The clock is always ticking in Digimon World Championship, and a schedule of events lets players know on which days special Digimon title matches will be held. It’s important to pay attention and have the creatures healthy and well-rested (with full HP) before registering for a match, and to be sure not to miss events altogether.

Building a stable of Digimon allows the player to compete in battles with other, CPU-controlled monsters for ranks, titles, and money. Unfortunately, Digimon combat is apparently a spectator sport, because the player has no control over anything once a match begins. Every battle’s outcome is based on the attributes of the Digimon in the arena, and each conflict plays out like a mini bumper car session on the DS screen. The game features a multiplayer battle mode too, but again, it simply pits one player’s trained monsters against another’s.

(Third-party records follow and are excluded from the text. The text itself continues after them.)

PR #9220, opened 2025-01-14
Piper Speed and Voice Over Video

Chris-656:
Hi, i am fascinated from this tool. I am experimenting with piper text2speech. I found some minor issues with the automatic speed adaption using ffmpg.

I made some adaptions so that your tool can be used as semiautometd workflow for translating video with a sythetic voice.

image
- added 2 checkboxes (no translation at the moment) 
Changes:
- Adapt speed (ffmpeg): 
  here you can switch off the ffmpeg speed calculation. ffmpeg is not that good as piper can do. I also chenged the speed 
  adaption slower and also faster to a certain limit. 20% Max in both directions

- 2 pass speed correction (piper)
  Since piper can user length_scale parameter for slower or faster speed by using the pauses in between the words the results are much better. So in the first pass the length is calulated and in the second pass the correction is made to the wav output.

- use voice over
 This creates a new voice over channel by decompressing the original channel when the voice channel is active. This gives an automatic voice over where music or anything in the background survices when the voice over is silent.

I have not changed language files or  inputmasks at the moment. Maybe we cab do that together.

would be greatto get in contact
regards Chris


niksedk:
Hi @Chris-656,
some good ideas :)

Could you make two separate PRs?
One for the the voice over, and one for the adjust-speed-via-piper.

The adjust via speed could perhaps just always use piper first (only when using Piper) when the audio is tool fast, and then ffmpeg as a last resort?

Chris-656:
will separate as suggested.
regards Chris

PR #9241, opened 2025-01-18
separation between pt-pt and pt-br

Blackspirits:
I separated them because there are names of countries that we write differently


Blackspirits:
@niksedk  please accept this pull

niksedk:
Seems to work :)

image

PR #343, opened 2018-08-15
Fix data service data source client

darinkrauss:
@jh-bate Fixed one bug found in manual testing. No easy way to add a unit test.


darinkrauss:

PR #344, opened 2018-08-15
Update origin structure

darinkrauss:
* Add origin type "service"
* Add origin payload
* Update origin name to validate as string with maximum length

@jh-bate

### DIFF
--- a/CHANGELOG.md
+++ b/CHANGELOG.md
@@ -1,5 +1,8 @@
 ## HEAD
 
+* Add origin type "service"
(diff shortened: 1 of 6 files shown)


darinkrauss:
[Update Tidepool data model to include new fields for new Tidepool Mobile HealthKit integration](https://trello.com/c/vWLRN7Yf/455-update-tidepool-data-model-to-include-new-fields-for-new-tidepool-mobile-healthkit-integration)

PR #345, opened 2018-08-15
Add API to batch delete data set data

darinkrauss:
@jh-bate


darinkrauss:
[Add API to batch delete data as specified by id and origin.id fields](https://trello.com/c/qj6ankOP/456-add-api-to-batch-delete-data-as-specified-by-id-and-originid-fields)

PR #347, opened 2018-08-17
Add time zone change data

darinkrauss:
* Refactor device time change event to include time zone name
* Add time zone name validator

@jh-bate


darinkrauss:
[Add new time zone change event to Tidepool data model](https://trello.com/c/176apPhX/459-add-new-time-zone-change-event-to-tidepool-data-model)

PR #351, opened 2018-08-30
Update data source provider session id

darinkrauss:
* Add optional provider session id to data source update
* Add new provider session id to data source after reconnecting Dexcom API

@jh-bate


darinkrauss:

PR #356, opened 2018-09-05
Fix minor issues when opening data set deduplicator

darinkrauss:
* Return updated data set after creation
* Remove unnecessary condition when opening deduplicator for data set

@jh-bate


darinkrauss:

PR #359, opened 2018-09-24
Update mongo queries for data using selectors to more effectively use indexes

darinkrauss:
@jh-bate Update mgo query to use `$in` operator and minimum query for effective index use.


darinkrauss:

PR #361, opened 2018-09-29
Rename data.Delete to data.Selector for more general usage

darinkrauss:
@jh-bate Just a rename and no other changes.


darinkrauss:

PR #372, opened 2018-09-29
Deprecate current cgm settings alert structures

darinkrauss:
@jh-bate In preparation for new CGM setting additions.


darinkrauss:
[Integrate Dexcom v2 API](https://trello.com/c/VuGi9jWN/392-integrate-dexcom-v2-api)

PR #377, opened 2018-10-17
Add user id to ArchiveDeviceDataUsingHashesFromDataSet selector to properly use indexes

darinkrauss:
@pazaan The change you requested to the code to use the new indexes. The tests did not require changing because they already tested presence of the user id (since user id is *always* associated with the upload id in all records).


darinkrauss:
[Update data deduplication mongo query to properly utilize existing indexes](https://trello.com/c/Kclq2fvd/486-update-data-deduplication-mongo-query-to-properly-utilize-existing-indexes)

PR #382, opened 2018-10-20
Update tool dependencies

darinkrauss:
* Update tool dependencies
* Add build tools as additional dependencies
* Update Makefile to install build tools from vendor directory
* Update Makefile to remove unused tools
* Fix a sort order difference between Mac and Linux with the lint process

@pazaan Fixes the root cause of the build failures. Vendor the tool dependencies and update `Makefile` to install and use those vendored tool dependencies.


darinkrauss:
[Fix build break due to non-vendored lint tools](https://trello.com/c/4VTY1mj2/493-fix-build-break-due-to-non-vendored-lint-tools)

PR #1818, opened 2021-01-19
Allow to use HyperLogLog on top of precomputed sketches in CubeStore and CubeJS

ilya-biryukov:
See individual commits for more information.

This PR depends on the following  [arrow commit](https://github.com/cube-js/arrow/pull/5).
We add `merge()` and `cardinality()` UDFs to CubeStore and allow to use them from CubeJS on pre-aggregated data for `countDistinctApprox`.

Tested on Web Analystics Demo and various random sketches generated from Presto, both implementations produce exactly the same results on all datasets I tested.

More to come: HLL++ implementation and custom column type for sketches to allow early checks.


ilya-biryukov:
merged as part of https://github.com/cube-js/cube.js/pull/1827

PR #1877, opened 2021-01-25
docs: add warning to `orchestratorOptions` in 'Configuration' page

hassankhan:

Add a prominent warning to [`orchestratorOptions`](https://cube.dev/docs/config#options-reference-orchestrator-options) in the [Configuration page](https://cube.dev/docs/config).

### DIFF
--- a/docs/content/Configuration/Config.md
+++ b/docs/content/Configuration/Config.md
@@ -213,17 +213,21 @@ module.exports = {
 
 ### contextToOrchestratorId
 
-`contextToOrchestratorId` is a function to determine a caching key for Query Orchestrator instance.
-Query Orchestrator instance holds database connections, execution queues, pre-aggregation table caches.
-By default, returns the same value as `contextToAppId`.
+`contextToOrchestratorId` is a function to determine a caching key for Query
+Orchestrator instance. Query Orchestrator instance holds database connections,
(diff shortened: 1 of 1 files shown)


rpaik (approved):

keydunov:
:shipit:

docs/content/Configuration/Config.md
```diff
@@ -434,9 +434,12 @@ with options [from here][link-express-cors-opts].
 
 ### orchestratorOptions
 
-You can pass this object to set advanced options for Cube.js Query Orchestrator.
+<!-- prettier-ignore-start -->
+[[warning | ]]
+| We **strongly** recommend leaving these options set to the defaults. Only **advanced** users should tweak these.
```
igorlukanin, line 439: IDK if this is an actionable and effective advice. How does one decide if they're *advanced enough*? What are the implications of setting these options to unsound values?

My suggestion is that we might replace these with the answer to the second question, and remove the "advanced" thing entirely.

hassankhan: That's a great point, @igorlukanin 

```suggestion
<!-- prettier-ignore-start -->
[[warning | ]]
| We **strongly** recommend leaving these options set to the defaults. Changing these values can result in application instability and/or downtime.
```

PR #1906, opened 2021-01-27
feat: Ability to specify dataSource from request

ovr:
Hello!

Thanks

### DIFF
--- a/packages/cubejs-server-core/src/core/server.ts
+++ b/packages/cubejs-server-core/src/core/server.ts
@@ -25,6 +25,7 @@ import type {
   OrchestratorOptionsFn,
   PreAggregationsSchemaFn,
   RequestContext,
+  DriverContext,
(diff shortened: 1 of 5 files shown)


packages/cubejs-server-core/src/core/server.ts
```diff
@@ -549,9 +550,9 @@ export class CubejsServerCore {
     return scheduler.runScheduledRefresh(context, queryingOptions);
   }
 
-  public async getDriver() {
+  public async getDriver(ctx: DriverContext) {
     if (!this.driver) {
-      const driver = this.options.driverFactory(<any>{});
+      const driver = this.options.driverFactory(ctx);
```
ovr, line 555: Now We will not cast `{}` as `DriverContext` which is awful

vasilev-alex (approved):

PR #1911, opened 2021-01-27
fix(@cubejs-client/core): propagate time dimension to the drill down query

### LINKED ISSUE #1737: Parent timeDimensions not automatically propagating to drillDown
**Describe the bug**
resultSet.drillDown method does not automatically apply timeDimensions from the parent query to the drill down query

**To Reproduce**
Exactly the same issue as what we saw in (https://github.com/cube-js/cube.js/issues/1138) but in this case timeDimensions.

**Expected behavior**
resultSet.drillDown method applies the timeDimensions from the parent query to the drill down query as well.

vasilev-alex:
Closes #1737

### DIFF
--- a/packages/cubejs-client-core/src/ResultSet.js
+++ b/packages/cubejs-client-core/src/ResultSet.js
@@ -154,14 +154,23 @@ class ResultSet {
           });
         }
       });
-
+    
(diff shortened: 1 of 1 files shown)


ovr (approved):
LGTM

PR #1920, opened 2021-01-28
docs(configuration): Describe scheduledRefreshTimeZones, scheduledRef…

ovr:
Hello!

Thanks

### DIFF
--- a/docs/content/Configuration/Config.md
+++ b/docs/content/Configuration/Config.md
@@ -390,13 +390,17 @@ module.exports = {
 
 ### scheduledRefreshContexts
 
-If you are using `authInfo` inside `contextToAppId` or `contextToOrchestratorId` without `scheduledRefreshContexts`, 
-you will get `undefined`, because it's impossible to automatically generate context for it.
+If you are using `securityContext` inside `contextToAppId` or
+`contextToOrchestratorId`, you must also set up  `scheduledRefreshContexts`.
+This allows Cube.js to generate the necessary security contexts prior to
+running the scheduled refreshes.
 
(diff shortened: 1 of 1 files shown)


docs/content/Configuration/Config.md
```diff
@@ -360,12 +362,63 @@ module.exports = {
...
+
+### scheduledRefreshContexts
+
+If you are using `authInfo` inside `contextToAppId` or `contextToOrchestratorId` without `scheduledRefreshContexts`, 
+you will get `undefined`, because it's impossible to automatically generate context for it.
+
+To help Cube.js know about contexts, you should declare `scheduledRefreshContexts` to explain, what contexts
+are needed to be executed.
+
+You can declare contexts:
```
hassankhan, line 399:
```suggestion
If you are using `securityContext` inside `contextToAppId` or
`contextToOrchestratorId`, you must also set up  `scheduledRefreshContexts`.
This allows Cube.js to generate the necessary security contexts prior to
running the scheduled refreshes.

<!-- prettier-ignore-start -->
[[warning |]]
| Leaving `scheduledRefreshContexts` unconfigured will lead to issues where the
| security context will be `undefined`. This is because there is no way for
| Cube.js to know how to generate a context without the required input.
<!-- prettier-ignore-end -->
```

An example of a configured `scheduledRefreshContexts` is below:

hassankhan (changes requested):
Mostly minor things, but I did rework the `scheduledRefreshContexts` section a little bit. Let me know what you think @ovr :smile:

PR #1923, opened 2021-01-28
docs(multitenancy): Add Warning about scheduledRefreshContexts

ovr:
Hello!

refs https://github.com/cube-js/cube.js/issues/1904

Thanks

### DIFF
--- a/docs/content/Configuration/Config.md
+++ b/docs/content/Configuration/Config.md
@@ -371,12 +371,16 @@ module.exports = {
 };
 ```
 
+Learn more about [scheduled refreshes here](caching#keeping-cache-up-to-date).
+
+Best practice is to run `scheduledRefreshTimer` in a separate worker Cube.js
+instance. For serverless deployments, [REST API](rest-api#api-reference-v-1-run-scheduled-refresh) should be used instead.
+
+You may also need to configure [`scheduledRefreshTimeZones`](#options-reference-scheduled-refresh-time-zones) and [`scheduledRefreshContexts`](#options-reference-scheduled-refresh-contexts).
 ### scheduledRefreshTimeZones
 
-All time-based calculations performed within Cube.js are timezone-aware. Using this property you can specify multiple timezones in 
+All time-based calculations performed within Cube.js are timezone-aware. Using this property you can specify multiple timezones in
 [TZ Database Name](https://en.wikipedia.org/wiki/Tz_database) format e.g. `America/Los_Angeles`. The default value is `UTC`.
-
-This configuration option can be also set using the `CUBEJS_SCHEDULED_REFRESH_TIMEZONES` environment variable.
 
 ```javascript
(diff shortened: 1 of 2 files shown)


docs/content/Configuration/Multitenancy-Setup.md
```diff
@@ -20,6 +20,13 @@ The options are:
 - `preAggregationsSchema`
 - `queryTransformer`
 
+<!-- prettier-ignore-start -->
+[[warning |]]
+| In the [scheduled refresh](caching#pre-aggregations-background-refresh) leaving [`scheduledRefreshContexts`](config#options-reference-scheduled-refresh-contexts)  
+| unconfigured will lead to issues where the security context will be `undefined`. This is because there is no way for
+| Cube.js to know how to generate a context without the required input.
+<!-- prettier-ignore-end -->
+
```
hassankhan, line 29: Not sure about the placement of this - I think we should create a section in this (Multitenancy) page specifically for scheduled refreshes, WDYT @keydunov @ovr?

docs/content/Configuration/Config.md
```diff
@@ -371,13 +371,22 @@ module.exports = {
...
+
+Best practice is to run `scheduledRefreshTimer` in a separate worker Cube.js
+instance. For serverless deployments [REST API](rest-api#api-reference-v-1-run-scheduled-refresh) should be used
+instead of timer.
+
+There are some options that are important for the scheduled refresh:
+
+- [`scheduledRefreshTimeZones`](#options-reference-scheduled-refresh-time-zones)
+- [`scheduledRefreshContexts`](#options-reference-scheduled-refresh-contexts)
+
```
hassankhan, line 384:
```suggestion
You may also need to configure [`scheduledRefreshTimeZones`](#options-reference-scheduled-refresh-time-zones) and [`scheduledRefreshContexts`](#options-reference-scheduled-refresh-contexts).
```

hassankhan (changes requested):
Minor changes 😀 The only "problem" is the edits to Multitenancy - I agree we need to update the docs, but I think it should be more than a warning.

docs/content/Configuration/Multitenancy-Setup.md
ovr: We have the issue: https://github.com/cube-js/cube.js/issues/1904
Where users don't know about that they need to use `scheduledRefreshContexts` with multitenancy. It's why I added a reference as warning block to indicate that it's important.

hassankhan: @ovr I totally agree we should keep the warning 😄 I just meant maybe we should also make a 'Scheduled Refresh' section on this page and then move the warning there. The current placement of the warning seems a bit disconnected from the rest of the text around it.

hassankhan (approved):

PR #1939, opened 2021-01-29
chore: stage message fix

vasilev-alex:


ovr (approved):
I dont know original context why we deprecate this message, but LGTM

PR #1973, opened 2021-02-02
Update server.ts

rongfengliang:
change fetch scheduledRefreshTimer logic,  first fetch from env and then from code  and  `undefined==null` is true so for dev env scheduledRefreshTimer will awalys running


ovr:
Hello @rongfengliang,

Money earned through victory in any of these battles can be used to buy new stat-boosting cages, items to take care of Digimon, or tools to hunt for more of them.

Of everything there is to be done in Digimon World Championship, it is the hunting portion of the game that requires the most input from the player. Here, the task is to shoot, lasso, and capture whichever wild Digimon one’s little heart desires. The tamer (that’s what us players are called) heads to an area on the map where a number of Digimon bounce around through the grass, between trees and rocks, in and out of caves, etc. By using the stylus to poke, draw circles around, and drag these critters, a player can increase his or her army of warrior-pets.

Digimon World Championship, while not much of a hands-on gaming experience, is a great step up from the digital pets of old, and would be a good choice for the youngest of gamer demographics. Other than that, the game lacks any real gameplay value and is more a time-consuming and minimally enjoyable chore.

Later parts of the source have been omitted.